→ PROBLEM
Reproduce nothing but the lines from the one with "Fixes https://github.com/infection/infection/issues/1700 again." down to the last line of the data below.

→ GIVEN DATA
PR #1703, opened 2022-06-22
Fix issue_#1700 again

peter279k:
This PR:

Fixes https://github.com/infection/infection/issues/1700 again.

Since I use the latest version (0.26.12) and setup the same development environment, it still gets the same error that mention in above issue.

→ EXERCISE SOLUTION
Fixes https://github.com/infection/infection/issues/1700 again.

Since I use the latest version (0.26.12) and setup the same development environment, it still gets the same error that mention in above issue.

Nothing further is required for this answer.